TASK TO COMPLETE :: Among the records that follow, set down only the lines from the one containing "Not a real fix." to the one containing "I don't think", both included, exactly.

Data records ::
====================
PR #334, opened 2019-04-05
merge strings for train 44772

bug-mirror:


shane-tomlinson:
Not last week, next week!

PR #1225, opened 2022-08-18
improve `Set` performance

romainmenke:
Not a real fix.
This uses `Map` and the `Map` polyfill.

I am curious how much this helps


romainmenke:
_definitely not better_

PR #1235, opened 2022-10-03
Revert "Bump minimist and mocha"

romainmenke:
Reverts Financial-Times/polyfill-library#1233

I don't think we can bump mocha 7 major versions without making any changes :)


JakeChampion (approved):
😅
====================
SOLUTION TO THE PROBLEM ::
Not a real fix.
This uses `Map` and the `Map` polyfill.

I am curious how much this helps


romainmenke:
_definitely not better_

PR #1235, opened 2022-10-03
Revert "Bump minimist and mocha"

romainmenke:
Reverts Financial-Times/polyfill-library#1233

I don't think we can bump mocha 7 major versions without making any changes :)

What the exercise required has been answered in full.